Sono cose che Stiller, avendo iniziato a recitare giovanissimo, conosce alla perfezione. E infatti, l’idea di Tropic Thunder è molto antica, risale addirittura al 1987, quando Stiller era sul set de L’Impero del Sole e ascoltava i colleghi più  famosi di lui parlare di campi di addestramento militare dove gli attori andavano a prepararsi per i film di guerra e per sentirsi dei soldati “veri”. Stiller trovò questo atteggiamento piuttosto ridicolo e gli venne in mente di scrivere una sceneggiatura in cui un gruppo di attori si ritrovavano in uno di questi campi di addestramento e ne uscivano tutti con la sindrome da stress post traumatico.
Col passare degli anni, quella che era solo una bozza per uno script diventa un progetto via via sempre più grosso, ma il suo nucleo fondamentale rimane intatto: fare il verso al dramma bellico più serioso e, allo stesso tempo, colpire al cuore ogni stereotipo hollywoodiano.

Tropic Thunder è il titolo di un film sulla guerra in Vietnam, tratto dal libro di un veterano, e quindi “da una storia viera”; ha un cast di superstar assemblato malissimo,  un regista giovane, britannico e dal tocco indie che si rivela del tutto incapace di gestire un mostro cinematografico simile, un gran dispiego di effetti speciali e, alla prima settimana di riprese, è già in ritardo di un mese sul piano di lavorazione. Il produttore (interpretato da Tom Cruise nel ruolo migliore della sua carriera) minaccia di far chiudere il set e di licenziare tutti. Ma al reduce del Vietnam che ha scritto il libro (Nick Nolte) viene un’idea: portare quei bambocci viziati e capricciosi nella giunga, riprenderli con telecamere nascoste e farli sentire come se fossero davvero in guerra. Il regista, un po’ per disperazione, un po’ perché a un veterano senza mani non si può dir di no, accetta e, com’è ovvio, tutto va a puttane nello spazio di un battito di ciglia. La guerra (anzi, la guerriglia) diventa reale e va combattuta con gli oggetti di scena e sfoderando tutti i trucchi del mestiere.
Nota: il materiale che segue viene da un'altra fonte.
PR #3719, opened 2021-02-18
3653 cache data queries

### LINKED ISSUE #3653: Gobierto Data / Cache query requests
Query requests (`/queries/<id>`) should be cached as the endpoint `/api/v1//data/data`

entantoencuanto:
Closes https://github.com/PopulateTools/gobierto/issues/3653

## :v: What does this PR do?

* Changes queries controller to cache data in csv format for show and download actions
* Removes a method which is no longer required with the previous changes

Currently the performance improvement can't be seen in the front because the app doesn't make use of the queries show or download endpoints, but it can be observed calling directly to the API:

* `GET /api/v1/data/queries/ID/download.csv` 
* `GET /api/v1/data/queries/ID`

No

No

### DIFF
--- a/app/controllers/gobierto_data/api/v1/base_controller.rb
+++ b/app/controllers/gobierto_data/api/v1/base_controller.rb
@@ -26,17 +26,6 @@ module GobiertoData
           end
         end
 
-        def csv_from_query_result(result, options = {})
-          return if result.blank?
-
-          CSV.generate(**options) do |csv|
-            csv << result.fields
-            result.each_row do |row|
-              csv << row
-            end
-          end.force_encoding("utf-8")
-        end
-
         def csv_from_relation(relation, options = {})
           with_serialized_data_from_relation(relation) do |data, new|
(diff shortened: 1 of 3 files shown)


ferblape:
Sorry I wasn't explicit enough in the issue, but the endpoint /api/v1/data caches both JSON and CSV formats, and in this PR you are not caching the JSON response of the queries endpoint, and you should.

> Currently the performance improvement can't be seen in the front because the app doesn't make use of the queries show or download endpoints, but it can be observed calling directly to the API:

You are wrong here, if you go to visualizations page of a dataset, the visualizations use queries. There is where we noticed the performance degradation. See for example the XHR requests in https://getafe.gobify.net/datos/licitaciones/visualizaciones to the queries endpoint (i.e https://getafe.gobify.net/api/v1/data/queries/168)

That's request we were aiming to improve in this issue.

ferblape (approved):
Much fastter now

PR #3720, opened 2021-02-18
Split test by modules

Crashillo:
## :v: What does this PR do?
Split circleci logic into different tests by modules

### DIFF
--- a/.circleci/config.yml
+++ b/.circleci/config.yml
@@ -1,6 +1,11 @@
 ---
+version: 2.1
+
+aliases:
+  - &working_directory ~/gobierto
+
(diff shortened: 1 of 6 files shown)


ferblape:
@Crashillo @entantoencuanto review please, this is ready to me

Crashillo:
Wow, only 4' to run admin tests 😯 wunderbar!

Crashillo:
Three last times`tests_engines` are failing in the same tests. Perhaps r they actually broken?

Crashillo (commented):
✅ I cannot aprove it 'cause I'm the creator. So... check!

PR #3721, opened 2021-02-18
Reduce requests in Gobierto Data

### LINKED ISSUE #3658: Gobierto Data / Reduce the number of requests
When we're requesting the queries or visualizations, currently two XHR are being done:
imagen

The first one, is returning the public queries, and the latter the private ones. Since the app manages user tokens that approach is quite inefficient. Therefore:

1. API must check the `Authorization` token of the request. Cases:
    1.1 If none, it just returns the public items
    1.2 If token, it means the user is logged, return both public and private (their own) items
2. Front must refactor all the public/private stuff. In terms of XHR requests, it won't distinguish between public or private, it only make ONE call, once it fetches the results, it will seek the `relationships/user` properties to know which results are privates.

entantoencuanto:
Closes #3658

## :v: What does this PR do?

- [x] Changes filtered relation of visualizations and queries controllers to always show the closed items owned by logged in users compatible with the other filters.
- [x] Add some tests to visualizations controller to check this
- [x] Refactorized the number of API calls all around the module (Both queries & visualizations)
- [x] Removed multiple functions no longer needed
- [x] Visualizations pointing to same query, reduced (refactorized) the number of XHR calls, to make it unique
- [x] BUG: when update an already saved query with some other content, saved query comes again (vue $watch)


ferblape:
@Crashillo  All good except a little detail with a sql parameter added to the URL that shouldn't:

1. Go to https://getafe.gobify.net/datos/v/visualizaciones
2. Click in any visualization, i.e Monóxido de nitrógeno..
3. The url contains a SQL parameter that shouldn't https://getafe.gobify.net/datos/calidad-del-aire/v/98?sql=SELECT%2520%2a%2520FROM%2520calidad_del_aire%2520LIMIT%252050 it should be just https://getafe.gobify.net/datos/calidad-del-aire/v/98

jorgeatgu (approved):

Crashillo:
> @Crashillo All good except a little detail with a sql parameter added to the URL that shouldn't:
> 
>     1. Go to https://getafe.gobify.net/datos/v/visualizaciones
> 
>     2. Click in any visualization, i.e Monóxido de nitrógeno..
> 
>     3. The url contains a SQL parameter that shouldn't https://getafe.gobify.net/datos/calidad-del-aire/v/98?sql=SELECT%2520%2a%2520FROM%2520calidad_del_aire%2520LIMIT%252050 it should be just https://getafe.gobify.net/datos/calidad-del-aire/v/98

Fixed

ferblape (approved):
Thanks, now is fixed

furilo:
This keeps generating more queries than it should? https://datos.gobierto.es/datos/contratos-exploracion/v/3

Crashillo:
The problems comes up because the fourth tab shows both all vizzs and a particular one.
https://github.com/PopulateTools/gobierto/blob/90078660cfc83fb2af960c9fdb9e88b03f8f381f/app/javascript/gobierto_data/webapp/components/Dataset.vue#L504-L512

But solution is kinda hacky. I'd need to look up further.

PR #3730, opened 2021-02-23
Add unit type options to numeric custom field form

entantoencuanto:
## :v: What does this PR do?

* Adds options to numeric custom field type to set the unit type. For the moment only `generic` (default) and `currency`
* Note:  The i18n-task hook has automatically added changes in config/locales/defaults/ translations removing some trailing spaces

From admin edit/create a custom field of numeric type. A unit type section should appear

### Before this PR

Screen Shot 2021-02-23 at 22 47 47

### After this PR

Screen Shot 2021-02-23 at 22 48 28

No

* [Suggestion added](https://dash.readme.com/project/gobierto/v0.1/suggested/update/60357a99eedb840038f074e8)

### DIFF
--- a/app/controllers/gobierto_admin/gobierto_common/custom_fields/custom_fields_controller.rb
+++ b/app/controllers/gobierto_admin/gobierto_common/custom_fields/custom_fields_controller.rb
@@ -133,6 +133,7 @@ module GobiertoAdmin
             :vocabulary_type,
             :plugin_type,
             :date_type,
+            :unit_type,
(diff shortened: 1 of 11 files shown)


furilo:
Do we have a default currency? Would we able to change it? I only anticipate needing €'s, but to understand it.

entantoencuanto:
For the moment we are going to assume that the default currency is €, and in the future, if other currency is required, we will add an extra param and configuration interface to admin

Ma il gioco di Tropic Thunder va oltre quello classico della commistione tra realtà e finzione, ed è più un manipolare lo spettatore tramite l’esposizione e la conseguente messa alla berlina dei cliché, non solo quelli legati al film d’azione di guerra, ma all’industria dell’intrattenimento presa nella sua totalità. Il vero bersaglio di Tropic Thunder non è infatti la retorica militarista (o antimilitarista. Sempre di retorica si tratta) di tanto cinema bellico, è la struttura stessa del film in quanto prodotto per le masse e, di conseguenza, chi ci lavora, siano essi attori, registi, produttori agenti o tecnici degli effetti speciali.
Il divo che ha vinto cinque premi Oscar e non esce dal personaggio se non dopo aver fatto gli extra del dvd; l’eroe d’azione in decadenza che tenta di riciclarsi come attore “serio”, il comico che ha fatto i soldi con una serie di film a base di conclamata idiozia, ma pretende rispetto; il rapper al testosterone che inserisce il product placement della sua bibita in tutte le inquadrature; il produttore senza scrupoli; l’agente cinico e bastardo. Tutto quello che per anni ha nutrito lo star system diventa, in questo film, oggetto di una satira così feroce e spietata da essere stata, in molte occasioni, addirittura fraintesa.

Prendiamo, per esempio, la controversia legata all’altro film nel film presente in Tropic Thunder, quel Simple Jack a causa del quale il personaggio di Ben Stiller (vagamente ispirato a Stallone) si è giocato la reputazione: alla prima di Tropic Thunder ci furono addirittura dei picchetti fuori dal cinema, allo scopo di denunciare il trattamento riservato ai disabili nel film. Ma l’intento di Tropic Thunder non è mai stato quello di fare dell’ironia sui disabili. Si voleva sbertucciare il modo in cui alcune categorie vengono rappresentate dal cinema e l’ironia non era sui problemi mentali del personaggio fittizio di Simple Jack, ma su come Hollywood faccia becera pornografia dei sentimenti.
La stessa cosa si può dire per il vero colpo di genio del film: Robert Downey Jr. che si sottopone a un’operazione chirurgica per scurirsi la pelle e interpretare un soldato di colore. Un’intuizione narrativa che, da sola, è più significativa di centinaia di tweet indignati contro il  whitewashing.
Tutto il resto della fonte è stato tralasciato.